If the relationship is non-linear, a common approach in linear regression modelling is to transform the response and predictor variable in order to coerce the relationship to one that is more linear. Common transformations include natural and base ten logarithmic, square root, cube root and inverse transformations. The mpg and disp relationship is already linear but it can be strengthened using a square root transformation.

mtcars %>%
 ggplot(aes(x = sqrt(disp), y = sqrt(mpg))) +
 geom_point(colour = "red") 

cor(sqrt(mtcars$disp), sqrt(mtcars$mpg))
[1] -0.8929046

 

The next step is to determine whether the relationship is statistically significant and not just some random occurrence. This is done by investigating the variance of the data points about the fitted line. If the data fit well to the line, then the relationship is likely to be a real effect. The goodness of fit can be quantified using the root mean squared error (RMSE) and R-squared metrics. The RMSE represents the variance of the model errors and is an absolute measure of fit which has units identical to the response variable. R-squared is simply the Pearson correlation coefficient squared and represents variance explained in the response variable by the predictor variable.

The number of data points is also important and influences the p-value of the model. A rule of thumb for OLS linear regression is that at least 20 data points are required for a valid model. The p-value is the probability of there being no relationship (the null hypothesis) between the variables.

An OLS linear model is now fit to the transformed data.

mtcars %>%
 ggplot(aes(x = sqrt(disp), y = sqrt(mpg))) +
 geom_point(colour = "red") +
 geom_smooth(method = "lm", fill = NA)

 

The model object can be created as follows.

lmodel <- lm(sqrt(mpg) ~ sqrt(disp), data = mtcars)
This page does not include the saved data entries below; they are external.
Issue #8036, opened 2021-06-10
Duplicated Receipe for Clay dust causing Clay block to give 9 dust instead of 2


tommy307507:
#### Which modpack version are you using?
2.1.0.7a
#
#### If in multiplayer; On which server does this happen? 
Stone Legion
#
#### What did you try to do, and what did you expect to happen?
4 clay -> clay block -> 2 clay dust
matter is conserved and the universe is happy
#
#### What happened instead? (Attach screenshots if needed)
4 clay -> clay block -> 9 clay dust
![image](https://user-images.githubusercontent.com/49487505/121555336-805c0300-ca45-11eb-89ae-b3aa9b6e1893.png)
![image](https://user-images.githubusercontent.com/49487505/121555397-8eaa1f00-ca45-11eb-8f0f-4ffe43e3a66b.png)

matter is not conserved and the universe is not happy
#
#### What do you suggest instead/what changes do you propose?
remove the extra receipe... dunno how tf it got there 
#
#### What is your GTNH Discord username?
Hebi

tommy307507:
![image](https://user-images.githubusercontent.com/49487505/121557339-41c74800-ca47-11eb-8b2f-7197ba7c06c3.png)

Also this reverse receipe exist... someone told me its some oredict stuff messing up... not sure if this is been reported before but no one I know talked about it

Prometheus0000:
Looks like this is another autogenerated one that assumes block=9 items.

Prometheus0000:
Same problem as #7956

Prometheus0000:
The maceration part has to do with the reverse recipe line
```
RA.addPulveriserRecipe(aStack, new ItemStack[]{GT_OreDictUnificator.getDust(aData.mMaterial), GT_OreDictUnificator.getDust(aData.getByProduct(0)), GT_OreDictUnificator.getDust(aData.getByProduct(1)), GT_OreDictUnificator.getDust(aData.getByProduct(2))}, null, aData.mMaterial.mMaterial==Materials.Marble ? 1 : (int) Math.max(16, tAmount / M), 4, tHide);
```
in the GT_RecipeRegistrator class, but I couldn't figure out how to change it to fix it.

Issue #7956, opened 2021-05-21
Nether quartz block recipe issue


Quadrocake:
#### Which modpack version are you using?
2.1.0.7a
#
To create a qurtz block you need to compress 4 nether quartz:
![image](https://user-images.githubusercontent.com/46348077/119205667-893e6200-baa1-11eb-8089-01c86d1f0b73.png)
And then you can convert this block into 9 quartz:
![image](https://user-images.githubusercontent.com/46348077/119205692-a07d4f80-baa1-11eb-8e07-276f4afaef45.png)
In 2.1.0.7 it converts to 9 dusts, in 2.1.0.7a it converts to 9 quarts
#
#### What is your GTNH Discord username?
Quadrocake

Issue #4860, opened 2019-07-19
Iridium Blocks can be crafted directly into ingots


SampsaxD:
GTNH 2.0.7.5

Should use Arc Furnace to convert straight back to ingots like all other metal blocks.

![image](https://user-images.githubusercontent.com/42840657/61534758-2315cd80-aa39-11e9-84af-b9c23e5b55e4.png)

PR #8054, opened 2021-06-14
Change 4 lines to disable some recipes in recipes.cfg

Prometheus0000:
Disable iridium shapeless uncrafting https://github.com/GTNewHorizons/GT-New-Horizons-Modpack/issues/4860
Disable nether quartz shapeless uncrafting https://github.com/GTNewHorizons/GT-New-Horizons-Modpack/issues/7956
Disable nether quartz maceration (another recipe is imported from IC2, so you can still macerate) https://github.com/GTNewHorizons/GT-New-Horizons-Modpack/issues/7956
Disable clay block maceration (another recipe is imported from IC2, so you can still macerate) https://github.com/GTNewHorizons/GT-New-Horizons-Modpack/issues/8036

I did not remove the 9 dust to 1 block compression recipe so you can still get back to a block if you _really_ want to. Also, don't blame me for IC2's recipes losing half the mass when macerating clay blocks or balls.

Should prevent duping of clay and nether quartz. Also thanks to glease for help with the config file.

PS: I had to update the config file first, since there was a ton of stuff missing. There was also a bunch of stuff in my test instance not in the main pack for some reason, possibly added by obama or something, though they seemed like GT++ materials. So it probably should be updated again after obama is added and GT++ removed.


Dream-Master (changes requested):
use 0 instead of minus values

config/GregTech/Recipes.cfg
```diff
@@ -140857,8 +140857,8 @@ pulveriser {
     I:blockChromiumDioxide_756=756
     I:blockChromo-Alumino-Povondraite_400=400
     I:blockChromo-Alumino-Povondraite_882=882
-    I:blockClay_135=135
-    I:blockClay_400=400
+    I:blockClay_135=-135
```
Dream-Master, line 140860: I:blockClay_135=0

config/GregTech/Recipes.cfg
```diff
@@ -140857,8 +140857,8 @@ pulveriser {
...
+    I:blockClay_400=-400
```
Dream-Master, line 140861: I:blockClay_400=0


and so on

Dream-Master (changes requested):

config/GregTech/Recipes.cfg
Prometheus0000: > set it to any nonpositive value will disable the recipe

Is what glease said. 0 is positive, so I dunno if it works, but I'll try it

Dream-Master: i did all recipes i dont want with 0 and it works

Prometheus0000: It works, so I changed them. Personally, I think - is better since it's possible to search for, but whatever.

Dream-Master (approved):
cant see the change becaue of 30k changes. Will see ingame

The slope and the intercept can be obtained.

lmodel$coefficients

(Intercept) sqrt(disp) 
 6.5192052 -0.1424601

And the model summary contains the important statistical information.

summary(lmodel)

Call:
lm(formula = sqrt(mpg) ~ sqrt(disp), data = mtcars)

Residuals:
 Min 1Q Median 3Q Max 
-0.45591 -0.21505 -0.07875 0.16790 0.71178

Coefficients:
 Estimate Std. Error t value Pr(>|t|) 
(Intercept) 6.51921 0.19921 32.73 < 2e-16 ***
sqrt(disp) -0.14246 0.01312 -10.86 6.44e-12 ***
---
Signif. codes: 0 ‘***’ 0.001 ‘**’ 0.01 ‘*’ 0.05 ‘.’ 0.1 ‘ ’ 1

Residual standard error: 0.3026 on 30 degrees of freedom
Multiple R-squared: 0.7973, Adjusted R-squared: 0.7905 
F-statistic: 118 on 1 and 30 DF, p-value: 6.443e-12

The p-value of 6.443e-12 indicates a statistically significant relationship at the p<0.001 cut-off level. The multiple R-squared value (R-squared) of 0.7973 gives the variance explained and can be used as a measure of predictive power (in the absence of overfitting). The RMSE is also included in the output (Residual standard error) where it has a value of 0.3026.

The take home message from the output is that for every unit increase in the square root of engine displacement there is a -0.14246 decrease in the square root of fuel efficiency (mpg). Therefore, fuel efficiency decreases with increasing engine displacement.